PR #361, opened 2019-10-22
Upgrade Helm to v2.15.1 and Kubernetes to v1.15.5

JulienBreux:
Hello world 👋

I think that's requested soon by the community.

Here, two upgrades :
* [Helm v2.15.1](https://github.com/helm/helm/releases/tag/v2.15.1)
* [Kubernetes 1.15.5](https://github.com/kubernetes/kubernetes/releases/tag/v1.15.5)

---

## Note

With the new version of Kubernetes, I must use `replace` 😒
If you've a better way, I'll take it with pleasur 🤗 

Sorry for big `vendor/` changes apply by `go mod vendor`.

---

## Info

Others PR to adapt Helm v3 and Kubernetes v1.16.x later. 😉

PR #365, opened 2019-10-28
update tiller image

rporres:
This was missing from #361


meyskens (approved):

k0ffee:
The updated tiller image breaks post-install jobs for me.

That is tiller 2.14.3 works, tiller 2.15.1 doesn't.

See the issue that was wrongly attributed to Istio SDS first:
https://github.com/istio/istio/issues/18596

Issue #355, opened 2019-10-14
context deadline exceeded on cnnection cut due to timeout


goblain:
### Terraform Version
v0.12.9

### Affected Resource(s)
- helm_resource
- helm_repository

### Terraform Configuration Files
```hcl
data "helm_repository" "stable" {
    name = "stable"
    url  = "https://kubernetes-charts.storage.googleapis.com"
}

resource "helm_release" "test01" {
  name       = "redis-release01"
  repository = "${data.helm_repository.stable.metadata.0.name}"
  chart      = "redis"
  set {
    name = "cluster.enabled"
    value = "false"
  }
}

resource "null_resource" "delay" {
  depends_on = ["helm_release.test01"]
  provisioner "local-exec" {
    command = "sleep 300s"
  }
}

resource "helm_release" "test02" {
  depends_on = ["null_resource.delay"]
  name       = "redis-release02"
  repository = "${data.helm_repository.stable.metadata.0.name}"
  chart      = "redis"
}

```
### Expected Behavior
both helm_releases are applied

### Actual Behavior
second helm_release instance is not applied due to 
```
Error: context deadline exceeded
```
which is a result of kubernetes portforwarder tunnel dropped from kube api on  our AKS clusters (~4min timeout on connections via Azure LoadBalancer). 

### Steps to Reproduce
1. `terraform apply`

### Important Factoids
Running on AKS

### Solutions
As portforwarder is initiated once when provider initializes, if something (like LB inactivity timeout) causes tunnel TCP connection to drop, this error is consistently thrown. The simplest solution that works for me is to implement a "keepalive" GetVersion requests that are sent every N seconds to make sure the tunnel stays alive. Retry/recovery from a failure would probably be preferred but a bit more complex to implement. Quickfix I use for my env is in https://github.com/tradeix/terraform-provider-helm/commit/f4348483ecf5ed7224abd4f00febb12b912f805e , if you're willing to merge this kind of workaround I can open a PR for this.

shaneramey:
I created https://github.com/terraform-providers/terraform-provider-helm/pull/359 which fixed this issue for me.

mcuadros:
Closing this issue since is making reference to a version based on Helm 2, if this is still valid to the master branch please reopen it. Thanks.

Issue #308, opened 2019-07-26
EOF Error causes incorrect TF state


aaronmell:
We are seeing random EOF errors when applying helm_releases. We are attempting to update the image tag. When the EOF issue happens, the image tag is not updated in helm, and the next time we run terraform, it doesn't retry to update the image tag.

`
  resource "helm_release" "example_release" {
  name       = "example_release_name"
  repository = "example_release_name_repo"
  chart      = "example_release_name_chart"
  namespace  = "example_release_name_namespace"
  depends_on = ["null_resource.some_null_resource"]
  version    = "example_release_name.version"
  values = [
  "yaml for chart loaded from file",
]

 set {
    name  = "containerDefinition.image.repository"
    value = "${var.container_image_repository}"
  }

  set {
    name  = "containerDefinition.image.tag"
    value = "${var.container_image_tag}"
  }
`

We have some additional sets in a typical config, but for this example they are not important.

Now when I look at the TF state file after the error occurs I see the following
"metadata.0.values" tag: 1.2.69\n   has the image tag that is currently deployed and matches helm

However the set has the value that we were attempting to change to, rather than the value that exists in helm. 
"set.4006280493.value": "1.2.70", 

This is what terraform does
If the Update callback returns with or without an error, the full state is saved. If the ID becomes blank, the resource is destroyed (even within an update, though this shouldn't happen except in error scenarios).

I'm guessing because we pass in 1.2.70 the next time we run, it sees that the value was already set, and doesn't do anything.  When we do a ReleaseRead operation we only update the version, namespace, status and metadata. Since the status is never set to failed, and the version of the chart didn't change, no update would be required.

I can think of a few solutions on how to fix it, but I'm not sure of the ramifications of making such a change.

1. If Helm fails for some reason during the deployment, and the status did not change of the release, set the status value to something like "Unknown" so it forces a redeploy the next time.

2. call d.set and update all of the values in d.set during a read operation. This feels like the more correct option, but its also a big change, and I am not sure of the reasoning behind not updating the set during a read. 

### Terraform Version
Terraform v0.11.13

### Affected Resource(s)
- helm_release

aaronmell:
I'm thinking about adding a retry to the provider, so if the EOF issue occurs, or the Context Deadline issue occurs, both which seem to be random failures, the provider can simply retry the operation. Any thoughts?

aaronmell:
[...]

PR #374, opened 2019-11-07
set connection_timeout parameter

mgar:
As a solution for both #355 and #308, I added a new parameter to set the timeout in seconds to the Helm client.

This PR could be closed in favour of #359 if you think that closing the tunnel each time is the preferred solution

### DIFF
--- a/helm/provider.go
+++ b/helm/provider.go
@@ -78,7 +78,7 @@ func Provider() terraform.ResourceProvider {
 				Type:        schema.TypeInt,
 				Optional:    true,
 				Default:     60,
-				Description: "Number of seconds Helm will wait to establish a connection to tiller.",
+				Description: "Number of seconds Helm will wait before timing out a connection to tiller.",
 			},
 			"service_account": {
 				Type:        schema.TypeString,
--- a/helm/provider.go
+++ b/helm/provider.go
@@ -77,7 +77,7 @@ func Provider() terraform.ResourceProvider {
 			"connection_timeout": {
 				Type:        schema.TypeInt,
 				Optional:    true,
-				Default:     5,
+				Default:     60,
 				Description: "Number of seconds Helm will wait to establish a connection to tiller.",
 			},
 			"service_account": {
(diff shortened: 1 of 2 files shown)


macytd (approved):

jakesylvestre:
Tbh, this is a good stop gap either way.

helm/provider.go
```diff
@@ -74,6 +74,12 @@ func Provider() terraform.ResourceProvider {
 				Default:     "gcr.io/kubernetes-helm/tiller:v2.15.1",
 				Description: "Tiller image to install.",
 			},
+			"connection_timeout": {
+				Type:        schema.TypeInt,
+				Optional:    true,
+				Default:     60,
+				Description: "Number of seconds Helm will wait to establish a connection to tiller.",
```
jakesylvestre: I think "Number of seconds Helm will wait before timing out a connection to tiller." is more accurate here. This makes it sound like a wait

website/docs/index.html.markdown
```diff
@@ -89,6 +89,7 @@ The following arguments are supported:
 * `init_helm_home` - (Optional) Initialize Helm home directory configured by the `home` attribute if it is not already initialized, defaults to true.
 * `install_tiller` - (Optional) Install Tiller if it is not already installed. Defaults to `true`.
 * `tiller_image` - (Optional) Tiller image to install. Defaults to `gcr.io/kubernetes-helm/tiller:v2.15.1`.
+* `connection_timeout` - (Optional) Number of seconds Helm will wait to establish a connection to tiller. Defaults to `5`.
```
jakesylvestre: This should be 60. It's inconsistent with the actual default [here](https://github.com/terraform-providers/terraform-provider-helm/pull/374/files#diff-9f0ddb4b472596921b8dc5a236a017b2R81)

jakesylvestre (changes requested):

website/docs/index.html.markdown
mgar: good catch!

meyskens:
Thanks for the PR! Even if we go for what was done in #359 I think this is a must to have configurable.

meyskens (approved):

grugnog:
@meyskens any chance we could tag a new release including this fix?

> YOUR TASK:
Every line in the data that holds the string "occurs" should be returned.

> REPLY:
Now when I look at the TF state file after the error occurs I see the following
I'm thinking about adding a retry to the provider, so if the EOF issue occurs, or the Context Deadline issue occurs, both which seem to be random failures, the provider can simply retry the operation. Any thoughts?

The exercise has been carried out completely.